Dataset items
——————
PR #675, opened 2022-01-07
fix: undefined behavior in tree json acccess

ivan-aksamentov:
**HOTFIX** goes directly to staging and release, to bypass unreleased master. Reason: urgent fix for a 100% guaranteed crash in production Nextclade CLI.

In case where the key is not present the const version of the get function:

```
const json& get(...) const
```
was returning `defaultValue` which is a reference to a temporary, and hence was destroyed after return, thus the returned reference was dangling.

Here I remove the get function, and move conditionals to the caller. I also simplify the chained access with a json pointer.

### DIFF
--- a/packages/nextclade/src/tree/Tree.cpp
+++ b/packages/nextclade/src/tree/Tree.cpp
@@ -54,14 +54,7 @@ namespace Nextclade {
             divergenceUnitsInt)) {}
   };
 
-  const json& get(const json& js, const std::string& key, const json& defaultValue = json::object()) {
-    if (!js.contains(key)) {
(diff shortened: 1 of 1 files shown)


ivan-aksamentov:
I verified locally that the tree works as expected with and without
```
  "meta"
    "extensions": {
      "nextclade": {
        "clade_node_attrs_keys": [
          "GISAID_clade",
          "pango_lineage"
        ]
      }
    },
 },
```
(this is the part of the tree where the crash is occurred)
and that the outputs are identical to the previous release.

Merging and releasing this, because it cannot make any worse.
——————
Requirement: Word for word, extract all the records.

Response to this exercise:
PR #675, opened 2022-01-07
fix: undefined behavior in tree json acccess

ivan-aksamentov:
**HOTFIX** goes directly to staging and release, to bypass unreleased master. Reason: urgent fix for a 100% guaranteed crash in production Nextclade CLI.

In case where the key is not present the const version of the get function:

```
const json& get(...) const
```
was returning `defaultValue` which is a reference to a temporary, and hence was destroyed after return, thus the returned reference was dangling.

Here I remove the get function, and move conditionals to the caller. I also simplify the chained access with a json pointer.

### DIFF
--- a/packages/nextclade/src/tree/Tree.cpp
+++ b/packages/nextclade/src/tree/Tree.cpp
@@ -54,14 +54,7 @@ namespace Nextclade {
             divergenceUnitsInt)) {}
   };
 
-  const json& get(const json& js, const std::string& key, const json& defaultValue = json::object()) {
-    if (!js.contains(key)) {
(diff shortened: 1 of 1 files shown)


ivan-aksamentov:
I verified locally that the tree works as expected with and without
```
  "meta"
    "extensions": {
      "nextclade": {
        "clade_node_attrs_keys": [
          "GISAID_clade",
          "pango_lineage"
        ]
      }
    },
 },
```
(this is the part of the tree where the crash is occurred)
and that the outputs are identical to the previous release.

Merging and releasing this, because it cannot make any worse.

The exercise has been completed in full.